Exercise goal
From the listing below, output only the lines starting at the line that has "The original finder" and ending at the line that has "I stand corrected.", exactly as they appear, ends included.

Data under study
PR #2797, opened 2022-09-07
Multipart parsing fixes and new MULTIPART_PART_HEADERS collection

martinhsv:

PR #2857, opened 2023-01-04
Fix: FILES_TMP_CONTENT may sometimes lack complete content

martinhsv:


dune73:
Thank you @martinhsv.

coldtobi:
This issue have been assigned  CVE-2023-24021.

dune73:
Oh wow. I was not aware somebody was intending to assign a CVE to this. Do you have any information @coldtobi or did you launch the process @martinhsv?

It's a bit unfortunate it comes out of the blue, since we could have written a better advisory than the one now listed at NIST. https://nvd.nist.gov/vuln/detail/CVE-2023-24021 Namely because the problem is bigger than it seems.

What I do not like about the situation is that the Changelog makes it look rather innocent, when it can be abused for a buffer overflow. This gives attackers taking a deeper look an advantage over users who read the changelog and think it's no big deal.

coldtobi:
@dune73 I'm currently preparing a security update of modsecurity-crs for Debian LTS/ELTS  and for that I need also to update modsecurity-apache (due to #2797).  During that  I learned about this issue and my LTS/ELTS security team collegues asked me to file an CVE myself, so that I'll be able to tackle this issue.

The description is unfortunately the only bit of information I had about the implications, and I'm not happy with it either. If you have something better,   send it my way ;-) (tobi at debian.org) and I will try to get the description updated via MITRE.

dune73:
Will do. Thank you Tobi.

martinhsv:
A recent comment posted in this PR contains some incorrect information alleging buffer overflow.

The confirmed issue related to this PR is as described in the PR Title -- and more fully discussed in the release notes published here: https://www.trustwave.com/en-us/resources/security-resources/software-updates/announcing-modsecurity-version-297/ 

The original finder was gieltje, while a fix was composed by @airween, which was subsequently merged with only minor modification. Thanks to both.

But no buffer overflow related to this bug has ever been demonstrated, nor has anyone claimed to have been able to cause a buffer overflow as a result of this bug.

dune73:
I stand corrected. 

Using the term "buffer over-read" (CWE-126) is more appropriate than "buffer overflow" (CWE-121 / CWE-122). Thank you for pointing this out @martinhsv.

Written answer
The original finder was gieltje, while a fix was composed by @airween, which was subsequently merged with only minor modification. Thanks to both.

But no buffer overflow related to this bug has ever been demonstrated, nor has anyone claimed to have been able to cause a buffer overflow as a result of this bug.

dune73:
I stand corrected. 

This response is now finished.